Using a set to represent a coordinate transform has some interesting mathematical properties. Here’s a mathematical description of the forward transformation of the index i through the set S:
Ξ_{S}(i) = maxⱼ|{k | k<j ∧ k ∉ S}| = i
And here’s a picture of the transformation, for a single character at index 1. Note the similarity to the traditional OT transformation for insertion:
The forward transform is a strictly increasing function over the natural numbers. There is a one-to-one correspondence between sets and such functions; for example, the set of non-primes would represent the function giving the nth prime. The composition of such functions is associative, which is a valuable property for manipulating them more efficiently. (The JavaScript codebase doesn’t have a function for directly composing two such sets, but there is an implementation in xi-editor, based on a run-length rather than balanced binary tree representation of sets). I don’t know of any existing mathematical literature that deals with or generalizes these concepts, but I wouldn’t be surprised to learn of it.
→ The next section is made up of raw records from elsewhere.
PR #2809, opened 2023-09-27
refactor(datastore): use flat structure to avoid too many sub directories

jialeicui:
## Modules
- [ ] UI
- [ ] Controller
- [ ] Agent
- [x] Client
- [ ] Python-SDK
- [ ] Others

## Checklist
- [ ] add unit test
- [ ] add necessary doc

### DIFF
--- a/client/starwhale/api/_impl/data_store.py
+++ b/client/starwhale/api/_impl/data_store.py
@@ -21,6 +21,7 @@ import threading
 import contextlib
 from abc import ABCMeta, abstractmethod
 from http import HTTPStatus
+from uuid import uuid4
 from typing import (
     Any,
     cast,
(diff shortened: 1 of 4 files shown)


client/starwhale/api/_impl/data_store.py
```diff
@@ -1880,24 +1880,12 @@ def list_tables(
...
-                    datastore_table_file_ext
-                )[0]
-                table_names.add(table_name)
-
-            for table in self.tables:
-                if table.startswith(prefix):
-                    table_names.add(table)
-
-        return list(table_names)
+        manifest = self._load_manifest()
```
tianweidut, line 1883: add 'self.lock' for the `list_tables` function ?

tianweidut:
Others LGTM

client/starwhale/api/_impl/data_store.py
jialeicui: `load_manifest` will see the single version of the content because of the `move` operation of the file,
So I think the lock is useless here.

tianweidut (dismissed):

PR #2819, opened 2023-10-07
enhance(client): make building environment python version as the runtime default python version

tianweidut:
## Modules
- [x] Client

## Checklist
- [x] add unit test
- [ ] add necessary doc

### DIFF
--- a/client/starwhale/core/runtime/model.py
+++ b/client/starwhale/core/runtime/model.py
@@ -1734,7 +1734,11 @@ class StandaloneRuntime(Runtime, LocalStorageBundleMixin):
         runtime_yaml = load_yaml(yaml_path)
 
         mode = runtime_yaml.get("mode", PythonRunEnv.VENV)
-        expected_pyver = str(runtime_yaml.get("environment", {}).get("python", ""))
+        expected_pyver = (
+            str(runtime_yaml.get("environment", {}).get("python", ""))
+            or get_python_version()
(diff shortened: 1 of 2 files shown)


client/starwhale/core/runtime/model.py
```diff
@@ -1963,11 +1967,13 @@ def restore(
...
         _env = _manifest["environment"]
-        _starwhale_version = (
-            _manifest.get("environment", {})
-            .get("lock", {})
-            .get("starwhale_version", "")
+        _lock = _manifest.get("environment", {}).get("lock", {})
+        expected_pyver = (
+            _env["python"]
+            or _lock.get("shell", {}).get("python_version")
+            or get_python_version()
```
jialeicui, line 1974: What is the difference between `environment.python` and `environment.lock.python_version`?
(It seems that we usually use the variable that does not contain the minor version number)

tianweidut: `environment.python` --> defined by the users in the runtime.yaml, the field is optional.
`environment.lock.shell.python_version` --> `swcli runtime build` command uses python bin version that is locked automatically. 

Currently, the 'Starwhale Runtime' only supports Python version formats in the 'major.minor' pattern, such as '3.7' and '3.8'. The 'micro' field will be omitted.

jialeicui (approved):
LGTM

Efficient merge using coordinate transformation
The inner loop of GOTO’s merge operation strongly resembles an insertion sort; it does pairwise transposition of adjacent operations in the log until it’s ordered appropriately (which in this case means that the operations present in the incoming operation’s context all precede those not present in that context). That algorithm is, like insertion sort, O(n²), where here n is a measure of the number of concurrent operations in flight.
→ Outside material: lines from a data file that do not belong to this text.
PR #2829, opened 2023-10-09
enhance(dataset): expose exceptions from dataset copy threads

tianweidut:
## Description
- issue:  When exceptions occur within the dataset copy threads, the main thread may fail to detect them.
  [asciicast](https://asciinema.org/a/612774)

The traditional OT model requires consideration of one operation against only a single other operation. In that model, it’s hard to imagine doing better than quadratic. However, my code is not constrained to compute IT and ET transforms on pairs of operations. Rather, I use that same O(log n) data structure to represent the effect of jumping over a whole sequence of n operations. Thus, my merge algorithm (merge_op in the code) is O(n log n), a significant speedup from, as far as I know, any previous known OT algorithm.
If you look at the merge_op code, it’s fairly dense mathematically, even though not very many lines of code. For the brave and curious who want to dig into it, it will probably help to know that it computes exactly the same thing as Algorithm 2 in the GOTO paper, just more efficiently. The loop over transform_ins near the end of the function is pretty much just LIT from the GOTO paper.
An invitation
I believe the ideas in this code would make a pretty good academic paper. Among other things, the asymptotic complexity bounds are significantly improved from previous results. Further, while this implementation is obviously a toy, I think it could be the basis for a practical, efficient collaborative editing system.
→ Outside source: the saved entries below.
PR #2837, opened 2023-10-10
bug(sdk): fix list/tuple types check for converting sequence

tianweidut:
## Description
test for `example/datasets/LLM/KQApro`
image

## Modules
- [x] Python-SDK

## Checklist
- [x] add unit test
- [ ] add necessary doc

### DIFF
--- a/client/starwhale/core/dataset/tabular.py
+++ b/client/starwhale/core/dataset/tabular.py
@@ -13,7 +13,12 @@ from collections import UserDict, defaultdict
 
 from typing_extensions import Protocol
 
-from starwhale.utils import console, gen_uniq_version, validate_obj_name
+from starwhale.utils import (
+    console,
+    gen_uniq_version,
+    validate_obj_name,
+    check_python_scalar_type,
+)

Unfortunately, this work has been very much a side project, and it’s very hard for me to find the time to prepare a proper academic paper. There’s quite a bit to do, including making a convincing argument for the correctness of the whole thing. I personally believe it’s correct based on automated randomized testing of an earlier prototype, but an analytic argument would be better for an academic paper.
I think that taking this work to a publishable paper would make an excellent project, potentially at the scope of a Master’s thesis. If there’s anyone out there who is interested, I’d be interested in a collaboration.
In the meantime, I did want to get this code out there, so that people building the next generation of collaborative editing systems can see the value in adopting a hybrid approach that combines the best advantages of both Operational Transformation and CRDT.